Single out the lines of the material that contain "doesn" and copy them.

##### Data to use

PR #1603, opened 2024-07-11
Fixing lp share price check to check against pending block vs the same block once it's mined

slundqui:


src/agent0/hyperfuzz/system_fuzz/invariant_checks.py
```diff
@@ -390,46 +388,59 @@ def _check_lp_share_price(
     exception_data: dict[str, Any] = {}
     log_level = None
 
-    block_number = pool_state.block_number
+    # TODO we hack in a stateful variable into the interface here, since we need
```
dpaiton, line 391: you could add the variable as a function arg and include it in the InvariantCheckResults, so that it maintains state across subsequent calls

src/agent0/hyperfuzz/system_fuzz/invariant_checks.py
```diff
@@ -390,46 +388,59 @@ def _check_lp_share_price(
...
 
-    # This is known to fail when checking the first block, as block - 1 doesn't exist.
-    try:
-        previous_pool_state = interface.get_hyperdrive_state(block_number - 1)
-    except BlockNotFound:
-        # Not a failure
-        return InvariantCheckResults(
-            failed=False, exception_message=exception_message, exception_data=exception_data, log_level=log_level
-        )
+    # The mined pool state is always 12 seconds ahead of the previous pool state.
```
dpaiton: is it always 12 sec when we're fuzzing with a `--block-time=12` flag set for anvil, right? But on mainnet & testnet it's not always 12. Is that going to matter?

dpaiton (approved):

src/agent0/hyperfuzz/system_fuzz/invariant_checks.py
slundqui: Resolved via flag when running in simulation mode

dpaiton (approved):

##########
##### Data to use

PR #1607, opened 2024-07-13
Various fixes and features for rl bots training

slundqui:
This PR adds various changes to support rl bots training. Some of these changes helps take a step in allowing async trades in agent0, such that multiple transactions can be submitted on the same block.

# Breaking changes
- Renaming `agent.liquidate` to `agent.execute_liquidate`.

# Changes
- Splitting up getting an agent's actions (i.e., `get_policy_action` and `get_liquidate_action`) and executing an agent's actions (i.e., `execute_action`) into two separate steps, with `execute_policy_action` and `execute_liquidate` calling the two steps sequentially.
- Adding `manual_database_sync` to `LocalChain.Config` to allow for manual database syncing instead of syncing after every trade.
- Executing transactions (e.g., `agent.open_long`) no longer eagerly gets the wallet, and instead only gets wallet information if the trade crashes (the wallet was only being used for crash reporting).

##########
##### Data to use

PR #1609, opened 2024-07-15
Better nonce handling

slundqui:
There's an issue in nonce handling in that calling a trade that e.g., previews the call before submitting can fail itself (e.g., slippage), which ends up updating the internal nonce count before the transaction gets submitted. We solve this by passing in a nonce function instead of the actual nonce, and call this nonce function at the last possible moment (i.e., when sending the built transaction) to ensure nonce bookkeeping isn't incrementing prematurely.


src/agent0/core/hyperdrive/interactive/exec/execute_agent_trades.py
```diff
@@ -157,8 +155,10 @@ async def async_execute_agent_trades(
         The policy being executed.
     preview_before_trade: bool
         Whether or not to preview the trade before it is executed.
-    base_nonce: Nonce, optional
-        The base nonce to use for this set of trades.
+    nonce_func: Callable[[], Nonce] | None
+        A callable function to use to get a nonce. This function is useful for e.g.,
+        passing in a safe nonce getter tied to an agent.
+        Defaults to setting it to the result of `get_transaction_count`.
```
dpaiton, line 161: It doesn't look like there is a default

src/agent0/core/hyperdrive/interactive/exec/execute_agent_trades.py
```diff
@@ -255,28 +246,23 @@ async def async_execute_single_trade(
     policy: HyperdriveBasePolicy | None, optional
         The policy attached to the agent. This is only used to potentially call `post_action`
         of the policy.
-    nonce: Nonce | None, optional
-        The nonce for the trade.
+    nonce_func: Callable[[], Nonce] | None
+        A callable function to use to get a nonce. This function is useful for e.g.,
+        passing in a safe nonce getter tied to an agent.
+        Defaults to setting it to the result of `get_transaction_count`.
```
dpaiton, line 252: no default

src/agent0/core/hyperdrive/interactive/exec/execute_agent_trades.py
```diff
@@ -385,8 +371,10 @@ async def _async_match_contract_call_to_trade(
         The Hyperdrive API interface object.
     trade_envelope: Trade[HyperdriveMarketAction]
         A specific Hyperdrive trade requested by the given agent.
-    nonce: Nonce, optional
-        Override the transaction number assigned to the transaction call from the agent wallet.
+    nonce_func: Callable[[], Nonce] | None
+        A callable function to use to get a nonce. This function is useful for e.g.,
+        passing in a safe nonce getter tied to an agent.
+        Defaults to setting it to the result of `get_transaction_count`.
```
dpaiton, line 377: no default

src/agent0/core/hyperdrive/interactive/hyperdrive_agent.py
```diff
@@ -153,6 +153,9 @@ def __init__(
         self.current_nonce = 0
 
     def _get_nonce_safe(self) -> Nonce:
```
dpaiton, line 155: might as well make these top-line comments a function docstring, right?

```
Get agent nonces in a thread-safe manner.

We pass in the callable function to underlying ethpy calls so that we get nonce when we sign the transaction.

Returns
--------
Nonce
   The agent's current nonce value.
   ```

##########

• [Exercise answer]
-    # This is known to fail when checking the first block, as block - 1 doesn't exist.
dpaiton, line 161: It doesn't look like there is a default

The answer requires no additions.